**TASK BRIEF**.
From the entries, copy out every line in which the word "runtime" is found.

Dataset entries
- - -

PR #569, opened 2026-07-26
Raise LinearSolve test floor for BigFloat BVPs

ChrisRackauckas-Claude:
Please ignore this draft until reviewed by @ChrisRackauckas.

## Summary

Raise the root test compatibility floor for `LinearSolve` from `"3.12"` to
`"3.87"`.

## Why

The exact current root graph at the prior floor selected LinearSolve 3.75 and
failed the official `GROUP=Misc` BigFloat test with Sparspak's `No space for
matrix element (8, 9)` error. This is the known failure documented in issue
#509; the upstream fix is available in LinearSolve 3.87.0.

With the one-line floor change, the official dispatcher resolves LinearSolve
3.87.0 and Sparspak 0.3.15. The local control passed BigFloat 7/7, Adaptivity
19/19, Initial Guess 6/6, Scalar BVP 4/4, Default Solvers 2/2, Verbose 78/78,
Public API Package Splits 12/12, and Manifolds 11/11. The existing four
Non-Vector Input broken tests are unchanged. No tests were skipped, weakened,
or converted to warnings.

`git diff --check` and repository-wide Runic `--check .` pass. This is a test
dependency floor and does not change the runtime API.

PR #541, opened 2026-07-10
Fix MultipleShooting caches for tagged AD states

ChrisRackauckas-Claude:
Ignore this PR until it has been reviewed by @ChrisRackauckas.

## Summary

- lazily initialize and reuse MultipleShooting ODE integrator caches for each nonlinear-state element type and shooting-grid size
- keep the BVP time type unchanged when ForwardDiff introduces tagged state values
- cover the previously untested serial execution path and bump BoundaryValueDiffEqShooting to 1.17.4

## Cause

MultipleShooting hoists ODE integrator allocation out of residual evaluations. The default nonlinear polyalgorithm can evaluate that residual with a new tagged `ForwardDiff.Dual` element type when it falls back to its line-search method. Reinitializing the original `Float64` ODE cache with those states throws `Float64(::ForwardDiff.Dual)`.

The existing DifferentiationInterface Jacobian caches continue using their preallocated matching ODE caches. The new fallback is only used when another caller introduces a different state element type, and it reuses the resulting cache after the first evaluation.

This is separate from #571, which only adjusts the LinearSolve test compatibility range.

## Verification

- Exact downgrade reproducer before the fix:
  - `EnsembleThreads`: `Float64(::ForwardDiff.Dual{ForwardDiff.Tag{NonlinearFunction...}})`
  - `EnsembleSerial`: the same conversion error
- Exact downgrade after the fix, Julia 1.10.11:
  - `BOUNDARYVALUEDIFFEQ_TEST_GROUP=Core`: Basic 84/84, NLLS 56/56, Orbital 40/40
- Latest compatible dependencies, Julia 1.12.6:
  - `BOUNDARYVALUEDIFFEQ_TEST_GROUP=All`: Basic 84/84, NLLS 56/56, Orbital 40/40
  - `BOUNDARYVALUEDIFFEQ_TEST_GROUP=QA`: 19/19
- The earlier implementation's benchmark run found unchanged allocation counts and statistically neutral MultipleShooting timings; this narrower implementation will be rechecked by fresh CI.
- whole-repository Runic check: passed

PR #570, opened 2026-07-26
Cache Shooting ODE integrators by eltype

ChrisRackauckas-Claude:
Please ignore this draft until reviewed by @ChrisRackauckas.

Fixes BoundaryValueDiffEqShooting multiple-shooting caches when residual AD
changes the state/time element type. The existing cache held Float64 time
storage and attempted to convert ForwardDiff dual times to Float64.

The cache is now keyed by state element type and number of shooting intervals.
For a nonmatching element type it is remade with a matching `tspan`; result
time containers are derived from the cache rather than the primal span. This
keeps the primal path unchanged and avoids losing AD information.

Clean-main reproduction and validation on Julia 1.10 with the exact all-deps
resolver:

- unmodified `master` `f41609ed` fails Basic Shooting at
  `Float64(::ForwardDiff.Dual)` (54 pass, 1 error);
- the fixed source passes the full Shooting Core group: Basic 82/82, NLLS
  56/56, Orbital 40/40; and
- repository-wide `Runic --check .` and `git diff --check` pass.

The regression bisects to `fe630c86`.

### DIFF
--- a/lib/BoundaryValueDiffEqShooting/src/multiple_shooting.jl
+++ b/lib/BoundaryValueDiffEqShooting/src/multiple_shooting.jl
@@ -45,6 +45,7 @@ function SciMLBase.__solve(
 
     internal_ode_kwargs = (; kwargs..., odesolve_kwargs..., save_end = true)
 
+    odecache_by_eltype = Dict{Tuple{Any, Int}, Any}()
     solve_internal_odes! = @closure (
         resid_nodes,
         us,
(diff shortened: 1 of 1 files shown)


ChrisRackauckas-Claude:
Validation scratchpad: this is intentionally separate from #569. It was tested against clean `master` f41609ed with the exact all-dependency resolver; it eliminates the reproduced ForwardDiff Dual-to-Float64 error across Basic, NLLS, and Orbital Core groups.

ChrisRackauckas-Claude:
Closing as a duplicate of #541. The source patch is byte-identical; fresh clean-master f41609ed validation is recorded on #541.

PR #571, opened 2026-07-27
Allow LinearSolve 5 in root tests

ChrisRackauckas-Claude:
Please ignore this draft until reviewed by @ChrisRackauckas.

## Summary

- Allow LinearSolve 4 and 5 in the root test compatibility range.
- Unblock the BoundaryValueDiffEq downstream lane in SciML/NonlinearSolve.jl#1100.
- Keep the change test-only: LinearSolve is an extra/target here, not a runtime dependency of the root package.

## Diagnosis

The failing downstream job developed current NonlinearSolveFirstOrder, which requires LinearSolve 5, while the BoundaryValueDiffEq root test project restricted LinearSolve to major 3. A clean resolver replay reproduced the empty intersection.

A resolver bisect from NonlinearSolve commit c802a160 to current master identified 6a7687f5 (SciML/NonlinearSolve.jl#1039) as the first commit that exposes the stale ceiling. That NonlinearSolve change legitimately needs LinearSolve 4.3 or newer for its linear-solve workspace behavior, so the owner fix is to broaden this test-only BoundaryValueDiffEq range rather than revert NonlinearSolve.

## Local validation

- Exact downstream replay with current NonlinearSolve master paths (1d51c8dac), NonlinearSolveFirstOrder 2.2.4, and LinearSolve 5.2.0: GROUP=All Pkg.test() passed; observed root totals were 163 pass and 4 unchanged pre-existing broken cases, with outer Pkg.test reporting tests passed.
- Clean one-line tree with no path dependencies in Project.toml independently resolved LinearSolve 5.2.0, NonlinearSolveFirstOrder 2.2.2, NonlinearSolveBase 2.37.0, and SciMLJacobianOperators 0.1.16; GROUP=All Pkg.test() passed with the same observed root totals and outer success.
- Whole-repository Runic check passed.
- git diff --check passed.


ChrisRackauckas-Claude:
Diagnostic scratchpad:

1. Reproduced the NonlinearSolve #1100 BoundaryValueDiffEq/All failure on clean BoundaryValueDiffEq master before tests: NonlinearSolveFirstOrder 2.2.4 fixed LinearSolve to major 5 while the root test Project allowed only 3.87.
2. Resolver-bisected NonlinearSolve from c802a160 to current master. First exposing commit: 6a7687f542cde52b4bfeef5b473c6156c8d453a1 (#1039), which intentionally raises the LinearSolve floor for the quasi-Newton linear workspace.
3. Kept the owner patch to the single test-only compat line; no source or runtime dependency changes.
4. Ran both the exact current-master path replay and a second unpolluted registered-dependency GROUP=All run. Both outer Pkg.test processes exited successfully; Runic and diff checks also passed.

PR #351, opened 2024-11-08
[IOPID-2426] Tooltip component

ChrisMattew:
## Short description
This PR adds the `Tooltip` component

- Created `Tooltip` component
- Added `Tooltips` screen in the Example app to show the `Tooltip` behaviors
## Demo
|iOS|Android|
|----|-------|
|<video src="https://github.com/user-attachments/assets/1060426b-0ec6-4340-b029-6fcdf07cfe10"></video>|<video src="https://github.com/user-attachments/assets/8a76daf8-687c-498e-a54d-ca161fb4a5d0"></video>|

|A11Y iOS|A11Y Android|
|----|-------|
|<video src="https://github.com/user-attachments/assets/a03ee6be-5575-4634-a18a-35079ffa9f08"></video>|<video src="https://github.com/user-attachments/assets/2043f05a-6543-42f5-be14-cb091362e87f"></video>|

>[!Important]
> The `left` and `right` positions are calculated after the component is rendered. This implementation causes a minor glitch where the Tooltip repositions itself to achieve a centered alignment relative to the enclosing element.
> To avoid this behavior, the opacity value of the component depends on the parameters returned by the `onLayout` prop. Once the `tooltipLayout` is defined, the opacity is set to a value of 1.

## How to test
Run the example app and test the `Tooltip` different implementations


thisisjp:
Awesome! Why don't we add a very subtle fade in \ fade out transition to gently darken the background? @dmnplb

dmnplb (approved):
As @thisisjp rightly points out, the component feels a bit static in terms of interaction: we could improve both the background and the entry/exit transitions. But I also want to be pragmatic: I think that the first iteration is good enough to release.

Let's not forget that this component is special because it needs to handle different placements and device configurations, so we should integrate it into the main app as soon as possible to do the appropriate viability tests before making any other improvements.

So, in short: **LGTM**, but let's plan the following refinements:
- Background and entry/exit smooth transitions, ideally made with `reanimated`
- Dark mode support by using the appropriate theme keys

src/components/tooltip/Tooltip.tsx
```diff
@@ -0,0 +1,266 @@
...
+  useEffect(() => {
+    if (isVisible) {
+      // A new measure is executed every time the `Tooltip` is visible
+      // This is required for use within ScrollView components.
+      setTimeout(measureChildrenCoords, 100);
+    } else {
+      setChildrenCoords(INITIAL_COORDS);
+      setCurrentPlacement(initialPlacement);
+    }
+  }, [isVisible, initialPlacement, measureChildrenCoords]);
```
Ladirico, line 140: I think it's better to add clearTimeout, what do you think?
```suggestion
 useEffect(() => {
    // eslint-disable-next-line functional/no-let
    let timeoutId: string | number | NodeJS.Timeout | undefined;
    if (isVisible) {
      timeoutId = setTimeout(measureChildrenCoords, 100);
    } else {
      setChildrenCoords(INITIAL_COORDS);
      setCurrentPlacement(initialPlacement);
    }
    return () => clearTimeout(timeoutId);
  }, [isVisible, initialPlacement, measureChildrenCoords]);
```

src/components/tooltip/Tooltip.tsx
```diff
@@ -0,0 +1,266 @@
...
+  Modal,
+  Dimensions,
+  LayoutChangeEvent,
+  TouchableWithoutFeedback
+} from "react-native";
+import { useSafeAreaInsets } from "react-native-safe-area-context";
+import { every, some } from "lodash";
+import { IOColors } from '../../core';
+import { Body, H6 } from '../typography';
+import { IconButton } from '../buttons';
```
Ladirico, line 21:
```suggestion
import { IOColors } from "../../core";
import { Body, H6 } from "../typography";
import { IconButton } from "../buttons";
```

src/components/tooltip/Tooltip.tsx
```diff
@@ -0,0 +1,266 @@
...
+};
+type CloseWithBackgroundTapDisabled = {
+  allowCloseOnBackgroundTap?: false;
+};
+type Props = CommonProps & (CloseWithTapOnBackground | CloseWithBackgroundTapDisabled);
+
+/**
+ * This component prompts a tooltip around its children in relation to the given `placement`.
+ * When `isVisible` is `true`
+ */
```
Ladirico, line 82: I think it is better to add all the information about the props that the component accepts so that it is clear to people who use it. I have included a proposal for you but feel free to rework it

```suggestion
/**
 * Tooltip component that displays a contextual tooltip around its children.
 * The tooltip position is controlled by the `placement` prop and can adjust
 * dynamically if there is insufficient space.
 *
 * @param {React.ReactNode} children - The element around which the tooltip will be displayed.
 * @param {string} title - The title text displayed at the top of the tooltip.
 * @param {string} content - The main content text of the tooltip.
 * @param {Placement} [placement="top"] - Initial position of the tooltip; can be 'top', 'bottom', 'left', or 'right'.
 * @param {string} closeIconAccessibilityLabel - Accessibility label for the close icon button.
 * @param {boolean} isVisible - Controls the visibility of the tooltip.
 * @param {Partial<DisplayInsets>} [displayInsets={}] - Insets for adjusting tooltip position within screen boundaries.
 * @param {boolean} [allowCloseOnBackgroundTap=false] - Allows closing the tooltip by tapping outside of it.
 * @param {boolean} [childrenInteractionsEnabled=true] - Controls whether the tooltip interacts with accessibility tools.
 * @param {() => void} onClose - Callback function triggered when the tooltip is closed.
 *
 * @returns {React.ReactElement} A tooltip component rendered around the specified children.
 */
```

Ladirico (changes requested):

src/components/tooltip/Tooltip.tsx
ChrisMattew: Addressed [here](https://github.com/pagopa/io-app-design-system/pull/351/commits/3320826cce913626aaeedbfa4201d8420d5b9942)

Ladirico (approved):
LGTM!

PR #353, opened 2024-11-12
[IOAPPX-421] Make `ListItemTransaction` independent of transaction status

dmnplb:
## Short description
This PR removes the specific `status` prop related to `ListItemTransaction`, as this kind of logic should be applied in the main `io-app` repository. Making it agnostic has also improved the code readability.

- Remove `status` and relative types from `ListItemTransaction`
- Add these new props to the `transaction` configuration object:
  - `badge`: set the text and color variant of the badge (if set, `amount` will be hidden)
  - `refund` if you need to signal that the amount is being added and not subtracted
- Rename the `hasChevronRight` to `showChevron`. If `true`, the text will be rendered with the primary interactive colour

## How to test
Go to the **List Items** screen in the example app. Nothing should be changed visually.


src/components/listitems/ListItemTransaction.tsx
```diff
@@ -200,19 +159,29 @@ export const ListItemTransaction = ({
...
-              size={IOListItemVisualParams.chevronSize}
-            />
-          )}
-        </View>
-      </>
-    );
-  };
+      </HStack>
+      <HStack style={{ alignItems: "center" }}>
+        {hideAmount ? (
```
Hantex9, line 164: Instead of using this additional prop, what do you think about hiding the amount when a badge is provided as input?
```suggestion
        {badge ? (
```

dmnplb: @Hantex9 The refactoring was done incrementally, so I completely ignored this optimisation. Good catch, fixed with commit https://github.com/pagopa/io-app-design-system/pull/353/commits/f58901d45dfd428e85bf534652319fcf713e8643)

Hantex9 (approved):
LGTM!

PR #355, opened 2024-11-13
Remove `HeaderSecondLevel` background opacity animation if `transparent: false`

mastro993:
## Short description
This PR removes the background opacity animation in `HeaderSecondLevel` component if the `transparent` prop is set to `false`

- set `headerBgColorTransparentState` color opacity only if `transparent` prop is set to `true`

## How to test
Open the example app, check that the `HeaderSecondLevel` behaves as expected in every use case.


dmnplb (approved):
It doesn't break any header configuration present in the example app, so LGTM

- - -

**ANSWER BELOW**.
dependency floor and does not change the runtime API.
- Keep the change test-only: LinearSolve is an extra/target here, not a runtime dependency of the root package.
3. Kept the owner patch to the single test-only compat line; no source or runtime dependency changes.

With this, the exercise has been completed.